• Brief:
Set down the lines of the data exactly, starting at the first and stopping after the line containing "This PR, which".

• Data records:
........
PR #267, opened 2017-08-22
Multi-products licenses support

imobachgs:
This PR, which is built on top of #263, adds clients and dialogs to handle products licenses.

* `Y2Packager::Dialogs::InstProductLicense` offers a dialog to ask for license confirmation. It is used in a `Y2Packager::Clients::InstProductLicense` client.
* `Y2Packager::Clients::InstRepositoriesInitialization` initializes the packaging system. It is supposed to be used before `inst_complex_welcome` and it will set the base product if only one is available (for instance, in `openSUSE`).

### DIFF
--- a/src/lib/y2packager/clients/inst_product_license.rb
+++ b/src/lib/y2packager/clients/inst_product_license.rb
@@ -1,0 +1,30 @@
+# ------------------------------------------------------------------------------
+# Copyright (c) 2017 SUSE LLC, All Rights Reserved.
+#
+# This program is free software; you can redistribute it and/or modify it under
+# the terms of version 2 of the GNU General Public License as published by the
+# Free Software Foundation.
+#
+# This program is distributed in the hope that it will be useful, but WITHOUT
+# ANY WARRANTY; without even the implied warranty of MERCHANTABILITY or FITNESS
+# FOR A PARTICULAR PURPOSE. See the GNU General Public License for more details.
+# ------------------------------------------------------------------------------
+
+require "yast"
+require "y2packager/dialogs/inst_product_license"
+require "y2packager/product"
+
+module Y2Packager
+  module Clients
+    class InstProductLicense
+      def main
+        dialog = Y2Packager::Dialogs::InstProductLicense.new(selected_product)
+        dialog.run
+      end
+
+      def selected_product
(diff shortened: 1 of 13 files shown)


src/lib/y2packager/clients/inst_product_license.rb
```diff
@@ -0,0 +1,43 @@
...
+
+module Y2Packager
+  module Clients
+    # This client shows a license confirmation dialog for the base selected product
+    class InstProductLicense
+      def main
+        textdomain "installation"
+
+        if !selected_product.license?
+          return Yast::GetInstArgs.going_back ? :back : :next
```
lslezak: You can simply return `:auto` which when going back means `:back` otherwise `:next`.

src/lib/y2packager/dialogs/inst_product_license.rb
```diff
@@ -0,0 +1,147 @@
...
+        )
+      end
+
+      # Update the product's license confirmation status
+      #
+      # It will not update the status if it has not changed.
+      def update_product_confirmation
+        return if product.license_confirmed? == confirmed
+        if confirmed
+          product.confirm_license
```
lslezak: Maybe the API could be `confirm_license(confirm = true)` so you could simply call `product.confirm_license(confirmed)` instead of the condition. Or have a `confirm_license`/`deny_license`/`set_license(bool)` combo...

src/lib/y2packager/product.rb
```diff
@@ -47,6 +47,15 @@ def self.available_base_products
       Y2Packager::ProductReader.available_base_products
     end
 
+    # Returns the selected base product
+    #
+    # It assumes that at most 1 product could be selected.
+    #
+    # @return [Y2Packager::Product] Selected base product
+    def self.selected_base
+      available_base_products.find(&:selected?)
```
lslezak: I have a feeling that sooner or later we might need a separate class just for holding the base product selected by the user. With many extensions available and many derived products (like SLES4SAP, OES) and possible dependencies/conflicts the assumption of only 1 selected base product might not be valid anymore...

But that's something for later...

imobachgs: Yes, I think that this class will evolve. We will adapt the API (or split into new classes) as soon as we need to do that.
........
• Response box:
PR #267, opened 2017-08-22
Multi-products licenses support

imobachgs:
This PR, which is built on top of #263, adds clients and dialogs to handle products licenses.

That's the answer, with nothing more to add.